PR #99057, opened 2025-11-07
Enable lpcac for LPC55S36

Holt-Sun:
Enable LPCAC driver in LPC55S36.


dleach02 (dismissed):

drivers/cache/Kconfig.nxp_lpcac_n4a
```diff
@@ -0,0 +1,10 @@
+# Copyright 2025 NXP
+# SPDX-License-Identifier: Apache-2.0
+
+config CACHE_NXP_LPCAC_N4A
+	bool "NXP external cache driver for nxp lpcac n4a controller"
```
ZhaoxiangJin: Is N4A an abbreviation? It would be best to write the full name of N4A here.

modules/hal_nxp/mcux/Kconfig.mcux
```diff
@@ -1,7 +1,7 @@
 # MCUXpresso SDK
 
 # Copyright (c) 2016, Freescale Semiconductor, Inc.
-# Copyright 2024 NXP
+# Copyright 2024, 2025 NXP
```
ZhaoxiangJin: 2024-2025

drivers/cache/cache_nxp_lpcac_n4a.c
```diff
@@ -0,0 +1,60 @@
...
+ *
+ * SPDX-License-Identifier: Apache-2.0
+ */
+
+#include <zephyr/kernel.h>
+#include <zephyr/drivers/cache.h>
+#include <zephyr/logging/log.h>
+#include <fsl_cache_lpcac.h>
+
+LOG_MODULE_REGISTER(cache_nxp_lpcac_n4a, CONFIG_CACHE_LOG_LEVEL);
```
ZhaoxiangJin: log is not used in this file, maybe can be removed?

ZhaoxiangJin (dismissed):

drivers/cache/cache_nxp_lpcac_n4a.c
Holt-Sun: Removed.

drivers/cache/Kconfig.nxp_lpcac_n4a
Holt-Sun: Good catch. It should be syscon_lpcac. Updated.

dleach02 (dismissed):

JiafeiPan (dismissed):

drivers/cache/cache_nxp_syscon_lpcac.c
```diff
@@ -0,0 +1,58 @@
...
+int cache_instr_flush_and_invd_all(void)
+{
+	return -ENOTSUP;
+}
+
+int cache_instr_flush_range(void *addr, size_t size)
+{
+	ARG_UNUSED(addr);
+	ARG_UNUSED(size);
+	return -ENOTSUP;
```
butok, line 43: Should it really return an error, or maybe just do nothing and return 0?
The question applies to all "dummy" functions.

Holt-Sun: It should return an error.
The public API explicitly documents -ENOTSUP for “not supported”. A 0 return value would falsely report success and could hide logic errors in callers that rely on range maintenance after dynamic code generation, flash writes, or relocation.

Albort12138: How about introducing a new Kconfig option to indicate whether the cache supports operations based on an address and size?

Holt-Sun: Done, please review.

Albort12138 (approved):

ZhaoxiangJin (dismissed):
the 4.4 release notes should be updated I guess.

include/zephyr/cache.h
```diff
@@ -306,7 +306,7 @@ static ALWAYS_INLINE int z_impl_sys_cache_data_invd_range(void *addr, size_t siz
  */
 static ALWAYS_INLINE int sys_cache_instr_invd_range(void *addr, size_t size)
 {
-#if defined(CONFIG_CACHE_MANAGEMENT) && defined(CONFIG_ICACHE)
+#if defined(CONFIG_CACHE_MANAGEMENT) && defined(CONFIG_ICACHE) && defined(CONFIG_ICACHE_RANGE_OPS)
 	return cache_instr_invd_range(addr, size);
 #endif
```
JiafeiPan, line 311: I don't think it is needed to introduce a new Kconfig item "CONFIG_ICACHE_RANGE_OPS", there are already some drivers which also don't support such operation, but they defined a simple function just return -ENOTSUP (for example: [cache_andes.c](https://github.com/zephyrproject-rtos/zephyr/blob/main/drivers/cache/cache_andes.c#L486)
And the header file of cache: include/zephyr/drivers/cache.h provides all the definitions of all these APIs, maybe there will be no building issue although the driver don't implement all of them, but I think we need to align the header file and driver.

drivers/cache/cache_nxp_syscon_lpcac.c
Holt-Sun: @Albort12138 , since Zephyr already exposes the cache API unconditionally. A new Kconfig adds fragmentation and build complexity without improving user experience or code size meaningfully. I reverted the patch to add CONFIG_ICACHE_RANGE_OPS to keep it simple.
If there are real needs, I will do the update in later commits.

JiafeiPan (dismissed):

Albort12138 (approved):

Albort12138 (approved):

ZhaoxiangJin (dismissed):

zejiang0jason (approved):

ZhaoxiangJin (approved):

PR #99071, opened 2025-11-07
arch: arm: core: mpu: configure ITCM region if zephyr,itcm is set

PetervdPerk-NXP:
Right now arm_mpu_regions only sets the flash and ram region in the mpu. However when using zephyr,itcm you also want to specify the the ITCM region.

This PR specifies the ITCM region if the zephyr,itcm is selected.

### DIFF
--- a/arch/arm/core/mpu/arm_mpu_regions.c
+++ b/arch/arm/core/mpu/arm_mpu_regions.c
@@ -22,7 +22,19 @@ static const struct arm_mpu_region mpu_regions[] = {
 #endif
 #endif
 
+#if DT_REG_SIZE(DT_CHOSEN(zephyr_itcm)) > 0 &&                                                     \
+	!DT_SAME_NODE(DT_CHOSEN(zephyr_itcm), DT_CHOSEN(zephyr_flash))
 	/* Region 1 */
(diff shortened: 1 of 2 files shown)


wearyzen (changes requested):
ITCM can have an mpu region set if its DT node has `zephyr,memory-attr = <DT_MEM_ARM_MPU_FLASH>;` 
e.g. is https://github.com/zephyrproject-rtos/zephyr/blob/da9aa8fcad1a015afa7c07e19f0216a14eb44ae7/dts/arm/nxp/nxp_rt118x_cm33.dtsi#L14.

I see a lot of boards with `zephyr,itcm` chosen and since MPU regions are limited I suspect this change could break a few board of them reporting mpu init failure. Those boards could have itcm as part of their custom mpu_region table or have the above attribute set, either way this change could impact many boards that might not want it.

JarmouniA:
> I initially thought that the memory region name zephyr,memory-region = "ITCM"; would be enough for the MPU configuration. However, it seems that zephyr,memory-attr = <DT_MEM_ARM(ATTR_MPU_FLASH)>; must also be specified.

Zephyr memory region (a linker section) is different from MPU region, and the 1st does not imply the 2nd.

PR #99072, opened 2025-11-07
boards: arduino: portenta_h7: Add JLink runner.

iabdalkader:
Adds JLink runner configuration for both Cortex-M7 and Cortex-M4 cores on the Arduino Portenta H7.


pillo79 (dismissed):

iabdalkader:
> I am not sure making j-link the default runner is intentional/desirable?

Well, at least this way it has some debugger configured, I happen to use jlink so it's my main interest. Do you want me to like add more runners? For example, openocd? I'd have to copy the "support" dir from giga though.

kartben (approved):

pillo79 (approved):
────────
Required action → When a line in the records above holds "code", that line is to be reported.

Response →
The public API explicitly documents -ENOTSUP for “not supported”. A 0 return value would falsely report success and could hide logic errors in callers that rely on range maintenance after dynamic code generation, flash writes, or relocation.
Holt-Sun: @Albort12138 , since Zephyr already exposes the cache API unconditionally. A new Kconfig adds fragmentation and build complexity without improving user experience or code size meaningfully. I reverted the patch to add CONFIG_ICACHE_RANGE_OPS to keep it simple.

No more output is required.